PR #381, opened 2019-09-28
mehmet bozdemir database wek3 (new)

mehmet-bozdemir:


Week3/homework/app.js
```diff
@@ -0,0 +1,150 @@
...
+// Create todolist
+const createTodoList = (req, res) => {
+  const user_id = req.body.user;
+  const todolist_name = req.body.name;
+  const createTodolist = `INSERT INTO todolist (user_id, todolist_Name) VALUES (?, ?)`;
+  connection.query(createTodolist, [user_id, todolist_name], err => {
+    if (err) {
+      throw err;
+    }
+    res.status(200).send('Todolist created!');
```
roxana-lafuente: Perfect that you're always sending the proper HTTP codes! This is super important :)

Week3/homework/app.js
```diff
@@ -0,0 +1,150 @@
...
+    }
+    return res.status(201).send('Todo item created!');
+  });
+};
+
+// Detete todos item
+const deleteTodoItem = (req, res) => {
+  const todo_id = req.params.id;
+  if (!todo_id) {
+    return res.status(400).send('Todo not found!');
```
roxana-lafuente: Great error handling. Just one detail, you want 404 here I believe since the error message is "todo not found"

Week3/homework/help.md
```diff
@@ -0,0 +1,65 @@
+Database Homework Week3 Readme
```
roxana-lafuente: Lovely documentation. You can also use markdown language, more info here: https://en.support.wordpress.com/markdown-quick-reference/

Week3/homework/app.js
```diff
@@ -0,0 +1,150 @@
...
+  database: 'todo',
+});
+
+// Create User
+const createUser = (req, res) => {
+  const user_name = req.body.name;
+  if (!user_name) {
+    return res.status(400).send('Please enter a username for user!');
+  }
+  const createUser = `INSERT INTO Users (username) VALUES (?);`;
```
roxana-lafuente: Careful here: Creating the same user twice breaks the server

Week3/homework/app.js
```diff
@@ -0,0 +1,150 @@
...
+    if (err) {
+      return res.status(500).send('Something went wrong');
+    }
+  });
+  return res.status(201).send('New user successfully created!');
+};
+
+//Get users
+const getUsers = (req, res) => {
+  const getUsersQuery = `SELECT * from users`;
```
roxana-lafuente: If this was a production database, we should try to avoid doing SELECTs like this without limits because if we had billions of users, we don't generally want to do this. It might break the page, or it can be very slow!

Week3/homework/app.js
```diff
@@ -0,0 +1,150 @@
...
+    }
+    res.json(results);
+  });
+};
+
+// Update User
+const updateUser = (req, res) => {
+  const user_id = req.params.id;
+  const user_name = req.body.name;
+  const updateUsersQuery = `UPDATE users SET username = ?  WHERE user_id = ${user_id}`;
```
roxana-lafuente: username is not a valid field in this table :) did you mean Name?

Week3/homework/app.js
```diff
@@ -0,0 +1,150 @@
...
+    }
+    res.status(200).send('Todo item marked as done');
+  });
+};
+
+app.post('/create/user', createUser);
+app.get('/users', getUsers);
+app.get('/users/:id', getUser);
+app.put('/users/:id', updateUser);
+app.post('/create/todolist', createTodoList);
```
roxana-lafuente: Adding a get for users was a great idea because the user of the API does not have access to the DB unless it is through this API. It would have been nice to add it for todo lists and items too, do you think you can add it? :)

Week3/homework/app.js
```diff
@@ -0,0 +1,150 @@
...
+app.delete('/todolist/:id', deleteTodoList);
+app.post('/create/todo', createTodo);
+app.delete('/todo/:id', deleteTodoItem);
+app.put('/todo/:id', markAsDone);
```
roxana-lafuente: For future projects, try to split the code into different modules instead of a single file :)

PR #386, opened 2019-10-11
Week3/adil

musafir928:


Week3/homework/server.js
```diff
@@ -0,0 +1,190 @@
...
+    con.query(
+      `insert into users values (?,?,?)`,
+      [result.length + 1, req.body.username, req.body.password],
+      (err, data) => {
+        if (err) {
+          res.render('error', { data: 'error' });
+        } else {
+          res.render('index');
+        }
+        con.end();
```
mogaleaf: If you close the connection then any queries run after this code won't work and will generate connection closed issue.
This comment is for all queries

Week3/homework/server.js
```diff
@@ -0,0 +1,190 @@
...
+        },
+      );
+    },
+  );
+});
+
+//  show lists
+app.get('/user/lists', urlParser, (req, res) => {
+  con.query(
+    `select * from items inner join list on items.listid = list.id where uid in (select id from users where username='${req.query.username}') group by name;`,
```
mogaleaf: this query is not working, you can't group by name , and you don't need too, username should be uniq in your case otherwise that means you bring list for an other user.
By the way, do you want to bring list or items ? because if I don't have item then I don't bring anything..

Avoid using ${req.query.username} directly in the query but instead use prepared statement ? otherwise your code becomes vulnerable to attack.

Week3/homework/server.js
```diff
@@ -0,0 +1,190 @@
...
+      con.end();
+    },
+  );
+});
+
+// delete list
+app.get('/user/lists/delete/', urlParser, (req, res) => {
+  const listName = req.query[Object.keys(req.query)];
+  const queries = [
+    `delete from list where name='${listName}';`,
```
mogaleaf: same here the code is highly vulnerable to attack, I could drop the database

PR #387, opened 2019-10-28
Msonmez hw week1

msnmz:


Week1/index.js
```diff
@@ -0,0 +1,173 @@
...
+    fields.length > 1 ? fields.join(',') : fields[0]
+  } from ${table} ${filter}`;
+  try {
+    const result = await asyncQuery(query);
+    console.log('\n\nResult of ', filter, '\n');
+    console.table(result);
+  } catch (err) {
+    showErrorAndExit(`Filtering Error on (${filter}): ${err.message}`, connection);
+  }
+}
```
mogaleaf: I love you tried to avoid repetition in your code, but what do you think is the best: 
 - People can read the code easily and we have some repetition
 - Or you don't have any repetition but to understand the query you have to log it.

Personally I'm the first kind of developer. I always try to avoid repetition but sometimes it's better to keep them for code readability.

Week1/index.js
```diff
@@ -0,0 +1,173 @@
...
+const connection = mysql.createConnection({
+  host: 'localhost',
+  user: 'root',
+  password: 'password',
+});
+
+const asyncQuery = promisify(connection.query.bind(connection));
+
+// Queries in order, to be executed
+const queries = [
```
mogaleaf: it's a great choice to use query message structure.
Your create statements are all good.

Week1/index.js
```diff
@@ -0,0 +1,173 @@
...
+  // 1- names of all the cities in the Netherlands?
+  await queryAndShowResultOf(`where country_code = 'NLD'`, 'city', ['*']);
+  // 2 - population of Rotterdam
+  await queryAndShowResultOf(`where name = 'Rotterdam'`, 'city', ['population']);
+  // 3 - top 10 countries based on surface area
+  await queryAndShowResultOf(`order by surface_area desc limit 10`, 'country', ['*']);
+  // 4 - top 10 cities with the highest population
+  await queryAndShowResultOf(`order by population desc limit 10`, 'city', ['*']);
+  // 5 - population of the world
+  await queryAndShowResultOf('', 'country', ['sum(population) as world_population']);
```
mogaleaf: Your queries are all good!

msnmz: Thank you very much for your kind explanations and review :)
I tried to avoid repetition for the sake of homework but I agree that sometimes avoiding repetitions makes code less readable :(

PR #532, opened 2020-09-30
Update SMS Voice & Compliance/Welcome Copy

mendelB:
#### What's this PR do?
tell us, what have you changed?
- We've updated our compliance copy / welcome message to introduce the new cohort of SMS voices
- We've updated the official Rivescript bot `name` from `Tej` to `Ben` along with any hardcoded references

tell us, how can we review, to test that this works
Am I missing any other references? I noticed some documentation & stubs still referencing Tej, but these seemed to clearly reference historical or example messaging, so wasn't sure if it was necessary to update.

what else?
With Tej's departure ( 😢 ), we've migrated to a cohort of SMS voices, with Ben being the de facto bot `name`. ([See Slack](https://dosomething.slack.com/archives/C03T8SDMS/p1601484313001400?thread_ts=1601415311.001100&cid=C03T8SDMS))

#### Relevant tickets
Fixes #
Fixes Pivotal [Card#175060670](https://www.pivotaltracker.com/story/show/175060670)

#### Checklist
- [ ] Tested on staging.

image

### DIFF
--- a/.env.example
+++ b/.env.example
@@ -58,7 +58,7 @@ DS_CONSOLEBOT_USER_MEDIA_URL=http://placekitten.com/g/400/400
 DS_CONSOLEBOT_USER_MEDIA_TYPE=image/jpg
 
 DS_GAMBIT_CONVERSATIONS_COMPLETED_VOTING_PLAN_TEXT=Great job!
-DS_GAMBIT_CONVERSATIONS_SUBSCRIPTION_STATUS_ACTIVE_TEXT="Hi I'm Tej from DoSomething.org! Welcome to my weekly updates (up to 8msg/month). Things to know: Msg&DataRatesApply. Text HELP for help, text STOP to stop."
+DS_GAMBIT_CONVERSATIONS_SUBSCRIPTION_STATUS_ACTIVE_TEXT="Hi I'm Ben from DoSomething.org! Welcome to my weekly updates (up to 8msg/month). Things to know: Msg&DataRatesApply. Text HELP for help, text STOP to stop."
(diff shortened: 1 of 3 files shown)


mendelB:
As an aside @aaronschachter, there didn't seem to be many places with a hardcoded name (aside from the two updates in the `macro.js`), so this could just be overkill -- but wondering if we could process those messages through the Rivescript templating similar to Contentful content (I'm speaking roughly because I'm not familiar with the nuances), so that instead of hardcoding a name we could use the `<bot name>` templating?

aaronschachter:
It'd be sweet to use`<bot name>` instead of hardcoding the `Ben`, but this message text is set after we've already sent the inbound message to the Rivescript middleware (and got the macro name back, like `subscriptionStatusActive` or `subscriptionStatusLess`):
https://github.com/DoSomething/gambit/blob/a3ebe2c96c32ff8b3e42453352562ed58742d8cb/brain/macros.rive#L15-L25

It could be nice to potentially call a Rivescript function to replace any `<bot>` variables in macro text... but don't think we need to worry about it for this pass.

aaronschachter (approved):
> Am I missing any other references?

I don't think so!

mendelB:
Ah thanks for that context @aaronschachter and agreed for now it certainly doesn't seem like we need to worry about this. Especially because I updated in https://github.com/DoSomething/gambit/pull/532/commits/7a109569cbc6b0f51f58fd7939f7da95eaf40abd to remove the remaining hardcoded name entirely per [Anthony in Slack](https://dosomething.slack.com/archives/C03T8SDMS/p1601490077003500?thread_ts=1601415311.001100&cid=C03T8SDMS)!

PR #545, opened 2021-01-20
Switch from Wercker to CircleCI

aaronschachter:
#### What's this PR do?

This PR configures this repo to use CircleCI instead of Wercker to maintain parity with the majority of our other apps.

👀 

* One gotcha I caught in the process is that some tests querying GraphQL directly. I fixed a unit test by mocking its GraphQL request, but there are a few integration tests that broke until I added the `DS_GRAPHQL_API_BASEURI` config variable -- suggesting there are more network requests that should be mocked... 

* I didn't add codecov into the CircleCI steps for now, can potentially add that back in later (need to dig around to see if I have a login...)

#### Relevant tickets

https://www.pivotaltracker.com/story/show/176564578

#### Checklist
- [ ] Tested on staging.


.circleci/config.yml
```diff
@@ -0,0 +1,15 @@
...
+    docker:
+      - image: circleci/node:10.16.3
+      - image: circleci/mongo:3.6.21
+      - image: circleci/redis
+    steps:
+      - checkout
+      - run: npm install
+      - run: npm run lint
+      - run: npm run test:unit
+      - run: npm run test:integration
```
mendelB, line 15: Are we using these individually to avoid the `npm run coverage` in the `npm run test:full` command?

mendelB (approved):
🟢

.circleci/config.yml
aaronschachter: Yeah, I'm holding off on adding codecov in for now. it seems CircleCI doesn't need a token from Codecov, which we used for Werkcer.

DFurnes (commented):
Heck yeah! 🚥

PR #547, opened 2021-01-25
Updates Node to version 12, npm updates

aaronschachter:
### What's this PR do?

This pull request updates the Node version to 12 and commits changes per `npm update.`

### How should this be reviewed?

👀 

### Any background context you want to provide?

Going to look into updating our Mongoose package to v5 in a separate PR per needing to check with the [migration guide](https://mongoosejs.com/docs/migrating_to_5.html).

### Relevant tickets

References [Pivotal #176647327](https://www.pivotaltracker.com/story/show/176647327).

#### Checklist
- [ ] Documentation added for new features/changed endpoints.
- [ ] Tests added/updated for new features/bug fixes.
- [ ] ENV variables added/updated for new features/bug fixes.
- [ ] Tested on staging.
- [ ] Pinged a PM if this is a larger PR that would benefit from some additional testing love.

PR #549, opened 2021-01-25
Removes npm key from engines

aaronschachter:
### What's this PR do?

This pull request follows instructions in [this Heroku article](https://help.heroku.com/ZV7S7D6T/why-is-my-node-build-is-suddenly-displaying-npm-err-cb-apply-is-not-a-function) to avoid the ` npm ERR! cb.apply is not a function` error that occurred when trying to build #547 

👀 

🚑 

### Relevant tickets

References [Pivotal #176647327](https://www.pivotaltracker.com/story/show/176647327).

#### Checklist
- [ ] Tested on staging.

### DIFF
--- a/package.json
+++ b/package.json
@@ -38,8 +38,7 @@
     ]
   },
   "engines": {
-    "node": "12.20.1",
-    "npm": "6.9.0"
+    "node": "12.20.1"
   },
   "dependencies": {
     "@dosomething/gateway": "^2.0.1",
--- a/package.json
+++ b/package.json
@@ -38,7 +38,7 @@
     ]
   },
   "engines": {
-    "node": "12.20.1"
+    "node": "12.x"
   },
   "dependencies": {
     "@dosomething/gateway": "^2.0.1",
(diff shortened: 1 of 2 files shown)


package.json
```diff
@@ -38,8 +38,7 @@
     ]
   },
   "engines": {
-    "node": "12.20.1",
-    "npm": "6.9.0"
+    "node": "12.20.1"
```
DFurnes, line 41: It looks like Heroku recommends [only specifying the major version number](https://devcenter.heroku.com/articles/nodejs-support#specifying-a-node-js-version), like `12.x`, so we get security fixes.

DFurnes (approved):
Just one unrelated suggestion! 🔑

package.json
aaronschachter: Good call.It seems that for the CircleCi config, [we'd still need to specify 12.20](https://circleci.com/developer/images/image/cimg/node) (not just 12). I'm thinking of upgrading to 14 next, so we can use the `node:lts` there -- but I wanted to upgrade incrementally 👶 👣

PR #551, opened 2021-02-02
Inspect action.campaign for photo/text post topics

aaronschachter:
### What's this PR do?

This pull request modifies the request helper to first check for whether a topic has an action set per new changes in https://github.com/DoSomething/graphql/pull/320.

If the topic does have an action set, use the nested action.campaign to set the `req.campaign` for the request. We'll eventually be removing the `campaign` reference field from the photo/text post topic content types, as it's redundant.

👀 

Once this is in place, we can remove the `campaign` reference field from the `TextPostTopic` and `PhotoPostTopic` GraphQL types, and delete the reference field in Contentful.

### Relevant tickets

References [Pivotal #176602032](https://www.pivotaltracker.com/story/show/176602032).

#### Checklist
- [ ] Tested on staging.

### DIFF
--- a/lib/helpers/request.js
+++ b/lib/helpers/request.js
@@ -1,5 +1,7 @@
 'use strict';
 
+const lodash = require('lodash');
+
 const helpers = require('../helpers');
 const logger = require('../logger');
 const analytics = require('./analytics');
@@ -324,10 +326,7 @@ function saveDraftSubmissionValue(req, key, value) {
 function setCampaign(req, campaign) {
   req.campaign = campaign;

• [DIRECTIONS FOR THIS TASK]:
Each line of the entries holding the string "through" should be found and copied.

• [WRITTEN RESPONSE]:
roxana-lafuente: Adding a get for users was a great idea because the user of the API does not have access to the DB unless it is through this API. It would have been nice to add it for todo lists and items too, do you think you can add it? :)
As an aside @aaronschachter, there didn't seem to be many places with a hardcoded name (aside from the two updates in the `macro.js`), so this could just be overkill -- but wondering if we could process those messages through the Rivescript templating similar to Contentful content (I'm speaking roughly because I'm not familiar with the nuances), so that instead of hardcoding a name we could use the `<bot name>` templating?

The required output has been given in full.